Filter the entries for the word "changes". Copy each line in which it occurs.

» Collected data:
_ _ _ _

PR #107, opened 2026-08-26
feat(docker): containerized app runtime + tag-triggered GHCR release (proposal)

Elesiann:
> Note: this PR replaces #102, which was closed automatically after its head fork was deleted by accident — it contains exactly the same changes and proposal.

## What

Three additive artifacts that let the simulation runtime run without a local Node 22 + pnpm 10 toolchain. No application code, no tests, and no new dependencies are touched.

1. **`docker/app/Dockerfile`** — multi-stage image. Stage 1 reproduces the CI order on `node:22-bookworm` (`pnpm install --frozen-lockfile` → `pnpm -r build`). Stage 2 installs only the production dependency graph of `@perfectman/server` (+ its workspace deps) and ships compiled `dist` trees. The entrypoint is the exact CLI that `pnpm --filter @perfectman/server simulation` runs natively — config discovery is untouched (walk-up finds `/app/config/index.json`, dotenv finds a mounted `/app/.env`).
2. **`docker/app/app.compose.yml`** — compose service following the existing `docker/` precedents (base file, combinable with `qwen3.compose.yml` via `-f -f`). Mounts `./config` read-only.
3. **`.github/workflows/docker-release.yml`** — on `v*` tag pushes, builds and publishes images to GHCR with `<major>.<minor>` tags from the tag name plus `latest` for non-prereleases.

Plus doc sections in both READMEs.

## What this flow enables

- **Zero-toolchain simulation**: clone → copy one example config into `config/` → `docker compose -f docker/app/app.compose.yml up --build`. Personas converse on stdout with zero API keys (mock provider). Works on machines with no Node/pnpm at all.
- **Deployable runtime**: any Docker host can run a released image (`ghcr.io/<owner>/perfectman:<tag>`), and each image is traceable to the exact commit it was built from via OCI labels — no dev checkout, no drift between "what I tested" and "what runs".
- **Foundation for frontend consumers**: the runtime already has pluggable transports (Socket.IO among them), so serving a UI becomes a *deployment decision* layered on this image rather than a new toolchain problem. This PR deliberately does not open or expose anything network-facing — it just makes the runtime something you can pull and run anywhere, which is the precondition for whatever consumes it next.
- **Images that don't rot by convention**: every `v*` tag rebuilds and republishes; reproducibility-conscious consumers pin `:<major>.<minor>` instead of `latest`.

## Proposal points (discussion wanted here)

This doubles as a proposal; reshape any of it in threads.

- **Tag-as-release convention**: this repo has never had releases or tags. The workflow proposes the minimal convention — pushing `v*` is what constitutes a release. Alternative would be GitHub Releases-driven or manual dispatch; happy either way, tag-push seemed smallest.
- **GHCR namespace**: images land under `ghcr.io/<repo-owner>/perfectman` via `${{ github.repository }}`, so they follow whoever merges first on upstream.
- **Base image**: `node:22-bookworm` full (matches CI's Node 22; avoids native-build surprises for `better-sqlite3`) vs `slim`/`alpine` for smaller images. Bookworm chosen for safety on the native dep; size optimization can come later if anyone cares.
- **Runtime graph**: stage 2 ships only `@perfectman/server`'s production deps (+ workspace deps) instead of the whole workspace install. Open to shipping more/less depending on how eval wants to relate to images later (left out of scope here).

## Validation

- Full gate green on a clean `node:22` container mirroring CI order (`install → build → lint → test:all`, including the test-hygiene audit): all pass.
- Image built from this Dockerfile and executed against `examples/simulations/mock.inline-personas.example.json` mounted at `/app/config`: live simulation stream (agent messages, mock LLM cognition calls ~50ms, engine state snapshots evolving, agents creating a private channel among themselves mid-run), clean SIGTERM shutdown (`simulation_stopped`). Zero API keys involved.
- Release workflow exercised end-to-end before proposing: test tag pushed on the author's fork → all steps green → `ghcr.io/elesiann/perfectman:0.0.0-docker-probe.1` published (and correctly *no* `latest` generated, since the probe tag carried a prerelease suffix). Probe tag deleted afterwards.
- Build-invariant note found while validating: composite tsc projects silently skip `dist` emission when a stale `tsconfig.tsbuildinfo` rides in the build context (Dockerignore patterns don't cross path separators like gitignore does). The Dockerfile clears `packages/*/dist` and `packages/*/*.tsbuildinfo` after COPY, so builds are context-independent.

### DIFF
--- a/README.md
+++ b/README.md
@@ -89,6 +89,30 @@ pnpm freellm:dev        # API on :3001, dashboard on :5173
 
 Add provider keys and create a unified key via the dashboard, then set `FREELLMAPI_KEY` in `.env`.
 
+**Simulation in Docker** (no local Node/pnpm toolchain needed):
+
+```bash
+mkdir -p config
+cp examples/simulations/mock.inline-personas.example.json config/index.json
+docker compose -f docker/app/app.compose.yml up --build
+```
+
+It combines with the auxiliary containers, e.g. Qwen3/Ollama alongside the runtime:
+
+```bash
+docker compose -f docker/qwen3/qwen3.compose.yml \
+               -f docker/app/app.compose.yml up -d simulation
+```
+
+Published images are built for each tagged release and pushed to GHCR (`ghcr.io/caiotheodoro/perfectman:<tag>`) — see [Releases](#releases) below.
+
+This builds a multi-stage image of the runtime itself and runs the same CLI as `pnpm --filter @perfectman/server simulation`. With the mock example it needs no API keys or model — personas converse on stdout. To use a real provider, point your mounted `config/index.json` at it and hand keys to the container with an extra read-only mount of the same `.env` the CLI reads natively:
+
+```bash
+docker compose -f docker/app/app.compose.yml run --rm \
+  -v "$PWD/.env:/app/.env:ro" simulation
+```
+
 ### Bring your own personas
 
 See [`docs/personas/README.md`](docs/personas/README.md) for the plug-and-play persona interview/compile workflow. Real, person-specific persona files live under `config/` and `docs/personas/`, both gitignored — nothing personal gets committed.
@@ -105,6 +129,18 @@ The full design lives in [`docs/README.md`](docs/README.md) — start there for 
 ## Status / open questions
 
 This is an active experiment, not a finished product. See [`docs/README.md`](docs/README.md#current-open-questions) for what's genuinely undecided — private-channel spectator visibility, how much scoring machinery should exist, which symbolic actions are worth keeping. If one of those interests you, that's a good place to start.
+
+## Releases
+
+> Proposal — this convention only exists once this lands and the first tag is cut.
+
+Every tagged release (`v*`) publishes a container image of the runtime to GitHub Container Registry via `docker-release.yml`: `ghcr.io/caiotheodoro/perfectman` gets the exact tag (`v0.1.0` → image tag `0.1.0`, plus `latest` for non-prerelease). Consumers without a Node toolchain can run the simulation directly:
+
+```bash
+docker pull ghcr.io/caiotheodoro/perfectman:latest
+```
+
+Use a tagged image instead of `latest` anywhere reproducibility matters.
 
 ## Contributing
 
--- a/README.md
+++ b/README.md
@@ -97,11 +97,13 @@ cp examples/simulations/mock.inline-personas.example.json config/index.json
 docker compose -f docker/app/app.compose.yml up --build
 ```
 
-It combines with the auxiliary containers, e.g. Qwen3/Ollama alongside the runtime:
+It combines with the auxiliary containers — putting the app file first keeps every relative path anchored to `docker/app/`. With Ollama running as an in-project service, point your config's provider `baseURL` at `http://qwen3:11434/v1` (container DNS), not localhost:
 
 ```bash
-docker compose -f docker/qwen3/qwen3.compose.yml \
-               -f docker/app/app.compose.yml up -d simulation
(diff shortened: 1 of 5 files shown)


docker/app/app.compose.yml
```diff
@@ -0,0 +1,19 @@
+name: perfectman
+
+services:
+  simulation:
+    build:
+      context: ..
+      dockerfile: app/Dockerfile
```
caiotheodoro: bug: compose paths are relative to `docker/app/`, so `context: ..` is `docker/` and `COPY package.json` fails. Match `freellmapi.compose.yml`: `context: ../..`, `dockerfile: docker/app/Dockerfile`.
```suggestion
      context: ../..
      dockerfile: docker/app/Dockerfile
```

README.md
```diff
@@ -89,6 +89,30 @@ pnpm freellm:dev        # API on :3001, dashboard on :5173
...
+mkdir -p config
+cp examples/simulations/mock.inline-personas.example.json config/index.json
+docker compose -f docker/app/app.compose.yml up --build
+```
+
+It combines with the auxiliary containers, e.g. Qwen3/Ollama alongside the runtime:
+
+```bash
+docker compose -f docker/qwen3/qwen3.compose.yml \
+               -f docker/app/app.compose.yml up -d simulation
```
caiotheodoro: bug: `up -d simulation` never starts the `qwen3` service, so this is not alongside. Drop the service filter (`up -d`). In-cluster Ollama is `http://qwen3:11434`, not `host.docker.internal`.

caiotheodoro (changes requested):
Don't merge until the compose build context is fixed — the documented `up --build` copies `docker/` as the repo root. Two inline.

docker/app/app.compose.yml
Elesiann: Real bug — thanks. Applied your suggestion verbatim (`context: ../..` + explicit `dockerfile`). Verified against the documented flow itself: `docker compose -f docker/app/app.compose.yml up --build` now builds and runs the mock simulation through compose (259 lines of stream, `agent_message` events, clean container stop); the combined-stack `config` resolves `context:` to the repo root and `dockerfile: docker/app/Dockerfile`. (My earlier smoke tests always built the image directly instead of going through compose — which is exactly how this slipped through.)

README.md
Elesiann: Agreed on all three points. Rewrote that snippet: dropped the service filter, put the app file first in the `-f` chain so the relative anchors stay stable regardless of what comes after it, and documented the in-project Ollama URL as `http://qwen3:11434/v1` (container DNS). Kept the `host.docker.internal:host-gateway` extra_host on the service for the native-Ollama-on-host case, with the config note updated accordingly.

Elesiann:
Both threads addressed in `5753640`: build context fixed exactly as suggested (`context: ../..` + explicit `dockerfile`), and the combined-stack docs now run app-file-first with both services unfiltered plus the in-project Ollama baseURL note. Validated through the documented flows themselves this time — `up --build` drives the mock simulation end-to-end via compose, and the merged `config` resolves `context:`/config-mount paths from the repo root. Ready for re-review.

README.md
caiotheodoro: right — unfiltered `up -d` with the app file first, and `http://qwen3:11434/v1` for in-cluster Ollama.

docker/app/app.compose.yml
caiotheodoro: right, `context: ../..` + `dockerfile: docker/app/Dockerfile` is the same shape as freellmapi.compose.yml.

_ _ _ _

» Written response:
> Note: this PR replaces #102, which was closed automatically after its head fork was deleted by accident — it contains exactly the same changes and proposal.
caiotheodoro (changes requested):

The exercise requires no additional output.